Cefepime, not Piperacillin/Tazobactam use, for empirical treatment of bloodstream infections caused by Enterobacter spp.: Results from a population pharmacokinetic/pharmacodynamic analysis.

Eur J Pharm Sci

State Key Laboratory for Diagnosis and Treatment of Infectious Disease, Collaborative Innovation Center for Diagnosis and Treatment of Infectious Diseases, The First Affiliated Hospital, College of Medicine, Zhejiang University, Hangzhou, China.. Electronic address:

Published: January 2023

Objective: There is a paucity of published data to evaluate the efficacy and safety of imipenem, cefepime and piperacillin/tazobactam dosing regimens against bloodstream infections caused by Klebsiella aerogenes (BSIs-Kae) and Enterobacter cloacae complex (BSIs-Ecc) in patients with various degrees of renal function.

Methods: Pathogens were isolated from China's blood bacterial resistant investigation network.
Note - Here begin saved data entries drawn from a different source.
PR #124, opened 2025-02-11
123 check building cons area data

### LINKED ISSUE #123: Check building conservation area data
We know all local authorities have at least one building conservation area. We use building conservation area polygons from Historic England and Welsh Gov websites. These are collated from the local authority level. We want to assess whether we can assume that if a local authority has any building conservation areas in these collated datasets, then the dataset is complete for that local authority, i.e. it is not missing any building conservation areas.

crispy-wonton:
Fixes #123 

# Description

- Update England building conservation area dataset with Feb 2025 data. NB: this will change our results so we need to rerun the script to ADD FEATURES and the one to CALCULATE SUITABILITY. I can do this after this has been reviewed.
- Add deduplication of geometries in England and Wales building conservation areas (this shouldn't change our results)
- Add analysis of Historic England building conservation area dataset to check completeness (described in issue and notebook)

# Instructions for Reviewer

In terminal, run the following line:
`jupytext --to notebook asf_heat_pump_suitability/analysis/protected_areas/20250207_missing_protected_areas.py`

Then you can run the notebook.

- Analysis is done correctly, especially the way joins are made
- Results of the analysis. Ultimately this analysis was intended to help us decide whether we can fill nulls of `in_protected_area` with `False`. I think this analysis shows we could, although we would have to accept that there may be some missing conservation areas for some LAs. Let me know what you think.
- Is there anything further you would be interested in me exploring? We could go down the route of improving the deduplication but I didn't want to get too far into that before sharing these initial results.

# Checklist:

- [ ] I have tested the code


asf_heat_pump_suitability/analysis/protected_areas/20250207_missing_protected_areas.py
```diff
@@ -0,0 +1,319 @@
...
+    "in_conservation_area_ew"
+].astype(bool)
+cons_areas_df = pl.from_pandas(cons_areas_gdf)
+
+# %%
+# Load manually collated building conservation area count data for 51 local authorities and join to conservation areas
+counts_df = pl.read_csv(
+    "s3://asf-heat-pump-suitability/evaluation/building_conservation_area_datasets/building_conservation_area_counts_sample.csv"
+)
+cons_areas_df = cons_areas_df.join(counts_df, how="inner", on="LAD23NM")
```
caldwellst: This is dropping 3 rows where we have no conservation areas: Wakefield, Wokingham, and Leeds. Not sure if intentional, but if not, should do an `outer` join and fill in `in_conservation_area_ew` with 0 I think?

asf_heat_pump_suitability/analysis/protected_areas/20250207_missing_protected_areas.py
```diff
@@ -0,0 +1,319 @@
...
+    columns=["sitename", "geometry"]
+)
+full_cons_areas_gdf = pd.concat([e_gdf, w_gdf]).drop_duplicates(subset=["geometry"])
+full_cons_areas_gdf["in_conservation_area_ew"] = True
+
+# %%
+# Load geospatial boundaries of local authorities
+council_bounds = get_datasets.load_gdf_ons_council_bounds()
+
+# %%
```
caldwellst, line 55: What's the logic of this following section? Lose about 7% of our data here. Just that we don't trust the conservation area if it falls outside the council bounds? Would be good to add jsutification here.

asf_heat_pump_suitability/analysis/protected_areas/20250207_missing_protected_areas.py
caldwellst: These seem to be list in the initial filtering on overlay? Or at least some of them.

asf_heat_pump_suitability/analysis/protected_areas/20250207_missing_protected_areas.py
```diff
@@ -0,0 +1,319 @@
...
+
+# %% [markdown]
+# ### Compare Historic England and Wales Gov polygons to local authority polygons
+
+# %%
+cons_areas_df = epc.extend_df_country_col(cons_areas_df, lsoa_col="LAD23CD")
+
+# %%
+# LADs with far too many / few conservation areas
+sample_lads = cons_areas_df.filter((pl.col("diff") <= -30) | (pl.col("diff") >= 10))[
```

The dosing regimens of imipenem, cefepime and piperacillin were simulated with intermittent infusion and extended infusion. Monte Carlo simulation was performed to calculate the probability of target attainment and a cumulative fraction of response (CFR) against BSIs-Kae/Ecc.

Results: In total, 203 BSIs-Kae, and 785 BSIs-Ecc were isolated from the surveillance network. Imipenem showed the highest in vitro activity against BSIs-Kae/Ecc, followed by cefepime (85%) and piperacillin/tazobactam (70-80%). The MIC values of imipenem, cefepime and piperacillin/tazobactam aginst BSIs-Kae and BSIs-Ecc were 1/1 mg/L, 16/16 mg/L, and 64/128 mg/L, respectively. The simulation results showed imipenem achieved the highest CFRs in patients with normal or decreased renal function, with values of 91-99%, followed by FEP (88-96%), without risk of excessive dosing. However, the intermittent and extended dosing regimens of piperacillin/tazobactam were unlikely to provide adequate exposure for empirical management of BSIs-Kae/Ecc (CFRs, 50-80%), regardless of renal function. Besides, the traditional intermittent piperacillin/tazobactam dosing regimens were highly likely to contribute to suboptimal therapeutic exposure when MIC was close to clinical breakpoints.

Conclusions: Cefepime, not piperacillin/tazobactam, can be a reasonable carbapenem-sparing option in empirically treating BSIs-Kae/Ecc.